If you consider that the research on gas hydrates is still a comparatively young science, considerable progress has been made in understanding hydrate formation over the past few decades. Also, with regard to the predictions of the thermodynamic properties of hydrates, the current understanding is sufficient for many applications in the field of chemical engineering [59]. However, there are still unanswered questions in these areas, such as the coexisting hydrate phases mentioned in the last section. The kinetics of hydrate formation and decomposition especially in natural systems are not yet adequately described. However, this knowledge is crucial when it comes to the understanding of the response of natural gas hydrates to global warming and the question of how fast natural gas hydrate deposits will decomposed and how fast and how much gas will be released into the atmosphere.
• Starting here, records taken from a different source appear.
Issue #222, opened 2020-09-21
I couldn't make the actix example in the book work


omid:
This code in the book returns some errors!

https://github.com/wafflespeanut/paperclip/blob/d08e85d4930269befeb81f3bc08149936e915ee6/book/actix-plugin.md

```
use actix_web::{App, HttpServer};
use paperclip::actix::{
    // extension trait for actix_web::App and proc-macro attributes
    OpenApiExt, Apiv2Schema, api_v2_operation,
    // use this instead of actix_web::web
    web::{self, Json},
};
use serde::{Serialize, Deserialize};

// Mark containers (body, query, parameter, etc.) like so...
#[derive(Serialize, Deserialize, Apiv2Schema)]
struct Pet {
    name: String,
    id: Option<i64>,
}

// Mark operations like so...
#[api_v2_operation]
async fn echo_pet(body: Json<Pet>) -> Result<Json<Pet>, ()> {
    Ok(body)
}

#[actix_web::main]
async fn main() -> std::io::Result<()> {
    HttpServer::new(|| App::new()
        // Record services and routes from this line.
        .wrap_api()
        // Add routes like you normally do...
        .service(
            web::resource("/pets")
                .route(web::post().to(echo_pet))
        )
        // Mount the JSON spec at this path.
        .with_json_spec_at("/api/spec")

        // ... or if you wish to build the spec by yourself...

        // .with_raw_json_spec(|app, spec| {
        //     app.route("/api/spec", web::get().to(move || {
        //         actix_web::HttpResponse::Ok().json(&spec)
        //     }))
        // })

        // IMPORTANT: Build the app!
        .build()
    ).bind("127.0.0.1:8080")?
    .run().await
}
```

I'm using the feature "actix", even tested with what we have currently in master.
And I also replaced `api_v2_schema` with `Apiv2Schema`.

The error I can see is:
```
error[E0599]: no method named `wrap_api` found for struct `actix_web::app::App<actix_web::app_service::AppEntry, actix_http::body::Body>` in the current scope
  --> src/main.rs:25:10
   |
25 |         .wrap_api()
   |          ^^^^^^^^ method not found in `actix_web::app::App<actix_web::app_service::AppEntry, actix_http::body::Body>`
```

Anyway, this example is old.

wafflespeanut:
Hi. Which version of actix-web do you have in `Cargo.toml`?

omid:
I have actix-web="3.0"

[...]

PR #223, opened 2020-09-21
Support version 0.4 and actix-3

omid:


omid:
Will fix #222

book/actix-plugin.md
```diff
@@ -8,10 +8,10 @@ Let's start with a simple actix-web application. It has `actix-web` and `serde`
 # [package] ignored for brevity
 
 [dependencies]
-actix-web = "2.0"
+actix-web = "3.0"
```
wafflespeanut, line 11: Can you leave a comment here mentioning that 2.0 is also supported?

book/actix-plugin.md
```diff
@@ -30,10 +30,15 @@ struct Pet {
 }
 
 async fn echo_pet(body: Json<Pet>) -> Result<Json<Pet>, ()> {
-    Ok(body)
+    let new_pet = Pet {
+        name: format!("The New {}", body.name),
+        id: body.id
+    };
```
wafflespeanut, line 36: This really feels like an unnecessary change when we're trying to demo the plugin.

wafflespeanut (commented):
Two nits.

book/actix-plugin.md
omid: I wanted to show it that the response should be a JSON for sure! (Not a HttpResponse or ...) 
And how to create it!

Or I'm wrong.

book/actix-plugin.md
omid: done, can you check plz

book/actix-plugin.md
wafflespeanut: No, it's just that it's an echo handler, so why not respond with the body as it is?

book/actix-plugin.md
wafflespeanut: We can just leave it at, `actix-web 2.0 is also supported`

book/actix-plugin.md
omid: OK, done

book/actix-plugin.md
omid: OK, done

wafflespeanut (approved):
Thank you! :smile:

dunnock:
Hi, by some reason after this fix I can't make paperclip to pick actix-web 2.0, event after forcing that explicitly in my repo:
```
actix-web = { version = "2.0.0", default_features = false, optional = true }
```

I got in the cargo tree:
```
db v0.1.0 (/root/project/db)
├── actix-web v2.0.0
│   ├── actix-codec v0.2.0 (*)
│   ├── actix-http v1.0.1 (*)
│   ├── actix-macros v0.1.2 (*)
│   ├── actix-router v0.2.5
...
├── paperclip v0.4.2 (https://github.com/tari-labs/paperclip?branch=taris-v2#3ee6ecfc)
│   ├── anyhow v1.0.32
│   ├── itertools v0.9.0
│   │   └── either v1.6.1
│   ├── once_cell v1.4.1
│   ├── paperclip-actix v0.2.2 (https://github.com/tari-labs/paperclip?branch=taris-v2#3ee6ecfc)
│   │   ├── actix-service v1.0.6 (*)
│   │   ├── actix-web v3.0.2
```

Can you pls advice on how to force it to actix-web 2.0?

wafflespeanut:
It's not this commit, because it doesn't affect the code. It could be a regression from #218. Either way, I can reproduce this locally. Cargo probably couldn't reuse actix-web, maybe because of the diff of dependencies between actix-web 2 and 3. There are two ways to approach this. Either we find that dependency which is causing the problem and fix it in the tree (I can't guarantee about this though) or we can expose features like `actix2` and `actix3` with `actix` defaulting to the latest version.

dunnock:
Weird, I have amended version in a fork to depend on actix2 and it works nice. I guess if you would used some feature which is unique to actix3 that would not worked.

As to solution - I resolved that in our fork, and I guess most of people will upgrade to actix3. But I guess correct approach would be to keep 0.4 with actix2 and release 0.5 with actix3..?

dunnock:
Yeah and I did not mention how did I noticed that - actually we use `nightly-06-30` toolchain and actix3 brings time-0.2 which does not compile on that nightly, so actix-web3 might be considered as a breaking change for us https://github.com/time-rs/time/issues/281

wafflespeanut:
> I guess if you would used some feature which is unique to actix3 that would not worked.

But we haven't... We've disabled the default features.

> I guess correct approach would be to keep 0.4 with actix2 and release 0.5 with actix3..?

This will be a maintenance problem for us, because we'd still have to support actix-web 2.0 in the long run (at least, as long as it's maintained by actix community), which means any bug fixes will require a release in `0.4.x` in parallel with other releases. If we had features instead, we don't have to maintain multiple versions of paperclip and we can rely on everyone to switch to the latest version eventually.

dunnock:
I see your point ref maintenance, was not aware of necessity of support for actix2, yeah features definitely make sense now. Though I guess since it is breaking change, considering actix3 would be the default that should be paperclip 0.5? Since least that would happen to people using actix2 if they autoupgrade is that their API definitions will be compiled for actix3 not compatible with actix2, but in our case it has broke build.

wafflespeanut:
@dunnock I've now bumped minor version instead of patch version. Folks who use actix-web 2.0 can use `actix2` feature. The changes are in master now. Can you check?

Since gas hydrates can also influence the geomechanical properties of the host sediments, the question also arises as to what extent decomposition of the gas hydrates could lead to destabilization of the subsurface and may induce slope failures.

A completely different interesting aspect of the research on gas hydrates and a future perspective is the utilization of gas hydrates in industrial applications. This may include the storage and transport of gases, gas separation, sea water desalination, or waste water treatments as well as cooling issues as reported elsewhere [60].